The plot of Guangdong's independence is mentioned in two works of Japan's best-selling military novelist Ei Mori. In his military novel The New Japan-China War published from 1995 to 2003, Mori created a fictional plot in which China's internal power struggle led to regional conflicts after the death of Deng Xiaoping. Because of differences in attitudes toward Taiwan's independence under the lead of Lee Teng-hui, the Guangdong authorities declared independence. The Chinese Civil War thus broke out. In the military novel The New Japan-China War: The Century of Raging Waves which is set in the fictional 2020s, Guangdong also declared its independence in the later stages of the military conflict between China and Japan and the United States.

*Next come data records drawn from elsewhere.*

PR #8945, opened 2021-09-03
Change tooltip placement if there's not enough space

### LINKED ISSUE #8822: Change tooltip placement if there's not enough space
## Feature Description

While working on #8374, it was noted that tooltips can be cut off if they're near the edge of the viewport:

Screenshot 2021-08-24 at 15 25 44

For cases like this, we should look into automatically changing the tooltip position if there's not enough space at the desired position. Just like we do for popups. In the example above, the tooltip could be added to the left instead.

BrookeGraham:
## Context
When tooltips are near the bottom of the viewport they can get cutoff. When this occurs we want to force the placement elsewhere to show the entire tooltip content. 

## Relevant Technical Choices

Created a function to dynamically place tooltips at the `TOP` position when they would otherwise be cutoff while in the `BOTTOM` position. I avoided moving the placement from either side as to not conflict between RTL and LTR languages. Horizontal placement is already been addressed via offsets, so this fix was solely for the `bottom` cutoff. 

## To-do

N/A
### Before
image
### After
image

## Testing Instructions

1. In the story editor select `Document` from the inspector. 
2. Add an audio file, and hover over the trash can icon.
3. The tooltip should appear above. 

No

No

No

## Checklist

---

Fixes #8822

### DIFF
--- a/packages/design-system/src/components/popup/index.js
+++ b/packages/design-system/src/components/popup/index.js
@@ -75,14 +75,13 @@ function Popup({
   fillWidth = false,
   fillHeight = false,
   onPositionUpdate = noop,
-  onPlacementUpdate = noop,
 }) {
   const [popupState, setPopupState] = useState(null);
   const [mounted, setMounted] = useState(false);
   const popup = useRef(null);
 
   const positionPopup = useCallback(
-    (evt) => {
+    async (evt) => {
       if (!mounted) {
         return;
       }
@@ -91,7 +90,8 @@ function Popup({
       if (evt?.target?.nodeType && popup.current?.contains(evt.target)) {
         return;
       }
-      setPopupState({
+
+      await setPopupState({
         offset:
           anchor?.current && getOffset(placement, spacing, anchor, dock, popup),
       });
@@ -112,8 +112,10 @@ function Popup({
     };
   }, [isOpen, positionPopup]);
 
-  useLayoutEffect(onPositionUpdate, [popupState, onPositionUpdate]);
-  useLayoutEffect(onPlacementUpdate, [popupState, onPlacementUpdate]);
+  useLayoutEffect(
+    () => onPositionUpdate(popupState),
+    [popupState, onPositionUpdate]
+  );
 
   useResizeEffect({ current: document.body }, positionPopup, [positionPopup]);
 
@@ -149,7 +151,6 @@ Popup.propTypes = {
   fillWidth: PropTypes.oneOfType([PropTypes.number, PropTypes.bool]),
   fillHeight: PropTypes.oneOfType([PropTypes.number, PropTypes.bool]),
   onPositionUpdate: PropTypes.func,
-  onPlacementUpdate: PropTypes.func,
 };
 
 export { Popup, PLACEMENT };
--- a/packages/design-system/src/components/popup/index.js
+++ b/packages/design-system/src/components/popup/index.js
@@ -75,6 +75,7 @@ function Popup({
   fillWidth = false,
   fillHeight = false,
   onPositionUpdate = noop,
+  onPlacementUpdate = noop,
 }) {
   const [popupState, setPopupState] = useState(null);
   const [mounted, setMounted] = useState(false);
@@ -112,6 +113,7 @@ function Popup({
   }, [isOpen, positionPopup]);
 
   useLayoutEffect(onPositionUpdate, [popupState, onPositionUpdate]);
+  useLayoutEffect(onPlacementUpdate, [popupState, onPlacementUpdate]);
 
   useResizeEffect({ current: document.body }, positionPopup, [positionPopup]);
 
@@ -147,6 +149,7 @@ Popup.propTypes = {
   fillWidth: PropTypes.oneOfType([PropTypes.number, PropTypes.bool]),
   fillHeight: PropTypes.oneOfType([PropTypes.number, PropTypes.bool]),
   onPositionUpdate: PropTypes.func,
+  onPlacementUpdate: PropTypes.func,
 };
 
 export { Popup, PLACEMENT };
--- a/packages/design-system/src/components/tooltip/index.js
+++ b/packages/design-system/src/components/tooltip/index.js
@@ -106,6 +106,7 @@ function Tooltip({
   const [arrowDelta, setArrowDelta] = useState(null);
   const anchorRef = useRef(null);
   const tooltipRef = useRef(null);
+  const dynamicPlacement = useRef(null);
 
   const spacing = useMemo(
     () => ({
@@ -133,6 +134,17 @@ function Tooltip({
 
     setArrowDelta(delta);
   }, []);
+  // When near the bottom of the viewport and the tooltip is placed on the bottom we want to force the tooltip to the top as to not
+  // cutoff the contents of the tooltip.
+  const positionPlacement = useCallback(() => {
+    const tooltipElBoundingBox = tooltipRef.current?.getBoundingClientRect();
+    if (
+      placement.startsWith('bottom') &&
+      tooltipElBoundingBox?.height < window.visualViewport.height
+    ) {
+      dynamicPlacement.current = PLACEMENT.TOP;
+    }
+  }, [placement]);
 
   const delay = useRef();
   const onHover = useCallback(
@@ -191,15 +203,16 @@ function Tooltip({
 
       <Popup
         anchor={forceAnchorRef || anchorRef}
-        placement={placement}
+        placement={dynamicPlacement.current || placement}
         spacing={spacing}
         isOpen={Boolean(shown && (shortcut || title))}
         onPositionUpdate={positionArrow}
+        onPlacementUpdate={positionPlacement}
       >
         <TooltipContainer
           className={className}
           ref={tooltipRef}
-          placement={placement}
+          placement={dynamicPlacement.current || placement}
           shown={shown}
           {...tooltipProps}
         >
@@ -216,7 +229,10 @@ function Tooltip({
                   <path d="M1,1 L0.868,1 C0.792,1,0.72,0.853,0.676,0.606 L0.585,0.098 C0.562,-0.033,0.513,-0.033,0.489,0.098 L0.399,0.606 C0.355,0.853,0.283,1,0.207,1 L0,1 L1,1" />
                 </clipPath>
               </SvgForTail>
-              <Tail placement={placement} translateX={arrowDelta} />
+              <Tail
+                placement={dynamicPlacement.current || placement}
+                translateX={arrowDelta}
+              />
             </>
           )}
         </TooltipContainer>
--- a/packages/design-system/src/components/tooltip/index.js
+++ b/packages/design-system/src/components/tooltip/index.js
@@ -19,7 +19,13 @@
  */
 import PropTypes from 'prop-types';
 import styled from 'styled-components';
-import { useState, useRef, useMemo, useCallback } from '@web-stories-wp/react';
+import {
+  useState,
+  useRef,
+  useMemo,
+  useCallback,
+  useDebouncedCallback,
+} from '@web-stories-wp/react';
 
 /**
  * Internal dependencies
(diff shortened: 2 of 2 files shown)


packages/design-system/src/components/tooltip/index.js
```diff
@@ -133,6 +134,17 @@ function Tooltip({
...
   }, []);
+  // When near the bottom of the viewport and the tooltip is placed on the bottom we want to force the tooltip to the top as to not
+  // cutoff the contents of the tooltip.
+  const positionPlacement = useCallback(() => {
+    const tooltipElBoundingBox = tooltipRef.current?.getBoundingClientRect();
+    if (
+      placement.startsWith('bottom') &&
+      tooltipElBoundingBox?.height < window.visualViewport.height
+    ) {
+      dynamicPlacement.current = PLACEMENT.TOP;
```
BrookeGraham: I purposefully moved the position from bottom to top as to avoid any conflicts with RTL vs LTR. What do y'all think about that?

packages/design-system/src/components/tooltip/index.js
```diff
@@ -133,6 +134,17 @@ function Tooltip({
 
     setArrowDelta(delta);
   }, []);
+  // When near the bottom of the viewport and the tooltip is placed on the bottom we want to force the tooltip to the top as to not
+  // cutoff the contents of the tooltip.
+  const positionPlacement = useCallback(() => {
+    const tooltipElBoundingBox = tooltipRef.current?.getBoundingClientRect();
```
BrookeGraham: Since this needs to be in a callback in order to get the size of the tooltip, I am assuming I needed the [`useEffectLayout` in `Popup`](https://github.com/google/web-stories-wp/pull/8945/files#diff-ceecde430ba66db8a84fe3b7d8d7be935229b867156e208d0589e29364ee6d0aR152) Let me know if you think there is a better way to handle this.

packages/design-system/src/components/tooltip/index.js
```diff
@@ -133,6 +134,17 @@ function Tooltip({
...
+    if (
+      placement.startsWith('bottom') &&
+      tooltipElBoundingBox?.height < window.visualViewport.height
```
BrookeGraham: Oops, that is not what I wanted. TODO: fix this "math"

packages/design-system/src/components/tooltip/index.js
```diff
@@ -191,15 +203,16 @@ function Tooltip({
 
       <Popup
         anchor={forceAnchorRef || anchorRef}
-        placement={placement}
+        placement={dynamicPlacement.current || placement}
```
samwhale: I think this makes a lot of sense

samwhale (approved):
Making sense to me! Works great too

packages/design-system/src/components/tooltip/index.js
samwhale: Chatted with Brooke about this but putting here for visibility:

Only thing I would do here is maybe put it inside a check like
```
if (placement.startsWith('bottom') {
...
}
```

That way we don't run that every time if we don't need to.

packages/design-system/src/components/tooltip/index.js
```diff
@@ -133,6 +134,17 @@ function Tooltip({
...
   }, []);
+  // When near the bottom of the viewport and the tooltip is placed on the bottom we want to force the tooltip to the top as to not
+  // cutoff the contents of the tooltip.
+  const positionPlacement = useCallback(() => {
+    const tooltipElBoundingBox = tooltipRef.current?.getBoundingClientRect();
+    if (
+      placement.startsWith('bottom') &&
+      tooltipElBoundingBox?.bottom > window.visualViewport.height
+    ) {
+      dynamicPlacement.current = PLACEMENT.TOP;
```
samwhale: In the future we may want to do this for placement 'top' tooltips too. For now I don't think that's necessary though.

BrittanyIRL (commented):
i like this alot! thanks for diving in on your first week into this bug!

packages/design-system/src/components/tooltip/index.js
```diff
@@ -133,6 +134,17 @@ function Tooltip({
 
     setArrowDelta(delta);
   }, []);
+  // When near the bottom of the viewport and the tooltip is placed on the bottom we want to force the tooltip to the top as to not
+  // cutoff the contents of the tooltip.
+  const positionPlacement = useCallback(() => {
+    const tooltipElBoundingBox = tooltipRef.current?.getBoundingClientRect();
+    if (
+      placement.startsWith('bottom') &&
+      tooltipElBoundingBox?.bottom > window.visualViewport.height
```
maxyinger: out of curiosity, why'd you use `window.visualViewport` here over `window.innerHeight` ? just never seen `visualViewport` before is why I ask

packages/design-system/src/components/tooltip/index.js
maxyinger: So I just learned this (thanks to Will), but I believe you can actually pass a callback ref to get this data:
https://reactjs.org/docs/refs-and-the-dom.html#callback-refs
https://medium.com/@teh_builder/ref-objects-inside-useeffect-hooks-eb7c15198780

I'm sure this works fine as is tho too

packages/design-system/src/components/tooltip/index.js
```diff
@@ -106,6 +106,7 @@ function Tooltip({
   const [arrowDelta, setArrowDelta] = useState(null);
   const anchorRef = useRef(null);
   const tooltipRef = useRef(null);
+  const dynamicPlacement = useRef(null);
```
maxyinger: What's the rationale for using a ref here instead of state? I guess I only worry that this can update and not cause a rerender causing `TooltipContainer` to take a stale `placement` prop

maxyinger (commented):
looks good!

packages/design-system/src/components/tooltip/index.js
BrookeGraham: Oh yes, I remember seeing this! That must be why I felt a little iffy on my implementation. 🙇🏻‍♀️

packages/design-system/src/components/tooltip/index.js
BrookeGraham: Honestly, I don't have a "good" reason. And after looking at the docs, `innerHeight` is probably best since explorer doesn't support `visualViewport`

packages/design-system/src/components/tooltip/index.js
BrookeGraham: I didn't want `Tooltip` to _have_ to rerender when the `dynamicPlacement` isn't necessary, and since `Popup` and `ToolTipContainer` will rerender when the `placement` prop changes anyway, it would always getting the updated / correct value for `placement`. At least I think.

packages/design-system/src/components/tooltip/index.js
BrookeGraham: I did find this info though. https://developers.google.com/web/updates/2017/09/visual-viewport-api

packages/design-system/src/components/tooltip/index.js
BrookeGraham: hmm you are correct, I am getting a stale state for placement. I update to use  `useState` 🙌🏽

packages/design-system/src/components/tooltip/index.js
swissspidy: We don't support IE, FWIW

swissspidy: Oh, jsdom doesn't mock `visualViewport`, so JS unit tests are currently failing because of that. Would need to use some optional chaining / fallback for that. Or just use `innerWidth`, which jsdom provides.

packages/design-system/src/components/tooltip/index.js
```diff
@@ -106,6 +112,8 @@ function Tooltip({
   const [arrowDelta, setArrowDelta] = useState(null);
   const anchorRef = useRef(null);
   const tooltipRef = useRef(null);
+  const placementRef = useRef(placement);
+  const [realPlacement, setRealPlacement] = useState(placement);
```
BrittanyIRL: Just noodlin' - this naming makes sense to you? I was throwing a bunch of stuff at the wall to see where changes occurred, thus the origin of 'realPlacement'. When you read through it, does this make sense or should it be something different?

packages/design-system/src/components/tooltip/index.js
```diff
@@ -121,18 +129,46 @@ function Tooltip({
...
+  // When near the bottom of the viewport and the tooltip is placed on the bottom we want to force the tooltip to the top as to not
+  // cutoff the contents of the tooltip.
+  const positionPlacement = useCallback(
+    ({ offset }) => {
+      if (offset) {
+        const neededVerticalSpace = offset.y + offset.height;
+        // if the tooltip was assigned as bottom we want to always check it
+        if (realPlacement.startsWith('bottom')) {
+          // check to see if there's an overlap with the window edge
+          if (neededVerticalSpace >= window.innerHeight) {
```
BrittanyIRL: This is my b, i didn't clean up my wip :) these 3 checks could be combined. 

I'd been looking to see if a reset needed to occur elsewhere in this step process, so i'd separated them out. Now that it's all solved it's unnecessary.

packages/design-system/src/components/tooltip/index.js
```diff
@@ -160,14 +196,15 @@ function Tooltip({
     (evt) => {
       setShown(false);
       onPointerLeave(evt);
+      resetPlacement();
```
BrittanyIRL, line 198: the other option for where to put this/structure is a use effect when shown becomes false. The reason I'd not done that before is so that it's not called on initial set up of allll the tooltips. Thoughts?

BrittanyIRL (approved):
This works great! Nicely done. 

Few little questions which are mostly my fault for work in process musing.

packages/design-system/src/components/tooltip/index.js
BrookeGraham: hahaha, I saw it and giggled to myself. I will update now. I think I liked `dynamicPlacement`

packages/design-system/src/components/tooltip/index.js
BrookeGraham: Totally.

packages/design-system/src/components/tooltip/index.js
BrookeGraham: I think this is fine. Saves us that initial reset call, and calling it here (and onBlur) seems more explicit.

packages/design-system/src/components/tooltip/index.js
```diff
@@ -113,7 +113,7 @@ function Tooltip({
   const anchorRef = useRef(null);
   const tooltipRef = useRef(null);
   const placementRef = useRef(placement);
-  const [realPlacement, setRealPlacement] = useState(placement);
+  const [dynamicPlacement, setDynamicPlacement] = useState(placement);
```
BrittanyIRL, line 116: 💃

packages/design-system/src/components/popup/index.js
```diff
@@ -90,7 +90,8 @@ function Popup({
       if (evt?.target?.nodeType && popup.current?.contains(evt.target)) {
         return;
       }
-      setPopupState({
+
+      await setPopupState({
         offset:
           anchor?.current && getOffset(placement, spacing, anchor, dock, popup),
       });
```
samwhale, line 97: 🤔 Does this need to be `await`ed? I don't think I've seen state setters be awaited before

packages/design-system/src/components/tooltip/index.js
```diff
@@ -121,18 +129,45 @@ function Tooltip({
...
-    const anchorElBoundingBox = anchorRef.current?.getBoundingClientRect();
-    const tooltipElBoundingBox = tooltipRef.current?.getBoundingClientRect();
-    if (!tooltipElBoundingBox || !anchorElBoundingBox) {
-      return;
-    }
-    const delta =
-      getBoundingBoxCenter(anchorElBoundingBox) -
-      getBoundingBoxCenter(tooltipElBoundingBox);
+  // When near the bottom of the viewport and the tooltip is placed on the bottom we want to force the tooltip to the top as to not
+  // cutoff the contents of the tooltip.
```
samwhale, line 133: Nice comments 👍

samwhale (approved):
Nice this works great 🥳 Left you a question

packages/design-system/src/components/popup/index.js
BrookeGraham: We were running into race condition issues with another `useLayoutEffect` but I think since we removed it, we probably don't need this anymore.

At the end of both novels, the troops of the "Canton Republic" join the United States, Japan, and Taiwan in the war against China.

== Understandings from different parties ==

=== Chinese parties ===
The Chinese Historian Liu Zhongjing also advocated that China should be disintegrated into different nation-states (a political position called Cathaysianism) 諸夏主義 (诸夏主义, Zhū Xià zhǔyì)., and called Canton after independence "Cantonia". Some Canadian scholars who study contemporary social trends in China believe that Liu's admiration for "regionalism", including support for separatist activities in Hong Kong, Taiwan, Tibet and other places, is extremely dangerous to China's future. Some scholars who are pro-China's establishment severely criticized Liu Zhongjing's theory for advocating the split of China, calling Liu "a scum in an imposing attire". In addition, many overseas scholars jointly submitted a letter arguing that Liu's "Cathaysian theory" was historical nihilism, and the reason why China is China is that the unity of the Chinese nation overcame division during the formation process which undoubtedly established the Chinese history. They also claimed that Liu's theories are all based on assumptions instead of facts, and by fabricating more than 20 fictional countries such as "Cantonia" and "Yuyencia" out of thin air, his theory is no longer just academic research, but a theoretical weapon to overthrow state power. In addition, Dr. Li Junjie said in an interview that the stupidity of Liu Zhongjing's logic surpassed Gorbachev’s. “He dreamed of splitting China into 20 pieces, and even returned to the time when there were 800 princes 3,000 years ago. Isn't this kind of research result utterly ridiculous?”, and said that his theory is an unattainable and nihilistic fantasy and no country will accept it.

Tam Chi Keung, a Hong Kong pundit who was born in Macau, does not believe that Hong Kong independence is feasible, but Canton satisfies the conditions for independence. Tam reiterated Chen Jiongming's concept of provincial autonomy and argued that from a geographical point of view, Guangdong could be independent as long as the three mountain passes bordering Fujian and Hunan and the waterway in Zhaoqing were closed.

Hong Kong game developer, entrepreneur, and political commentator Cheng Laprecalled his experience while working in China. He had met many Chinese people who would privately discuss Canton independence, and described the statement "if our hometown had become independent" as something "very easy to hear (from Chinese people)". He also pointed out that people who discussed Canton independence with him often had divisive political views, for example, they would fiercely advocate attacking Taiwan. He described this kind of divisive thinking as confusing to him.

In 2016, protests broke out once again in Wukan village of Lufeng, Canton. Some localist commentators who advocate Hong Kong independence believe that people who support Hong Kong independence should also support "Canton independence", because if people who support a "Great Unified China" and sincerely believe that "Hong Kong people should support mainlanders" "truly wants to save Wukan, the only way to it is through Canton independence. If Hong Kong people want to help Canton become independent, they must first become independent themselves; if all the provinces could encumber the Communist criminals at the same time, it will be impossible for them to focus on one province or one region."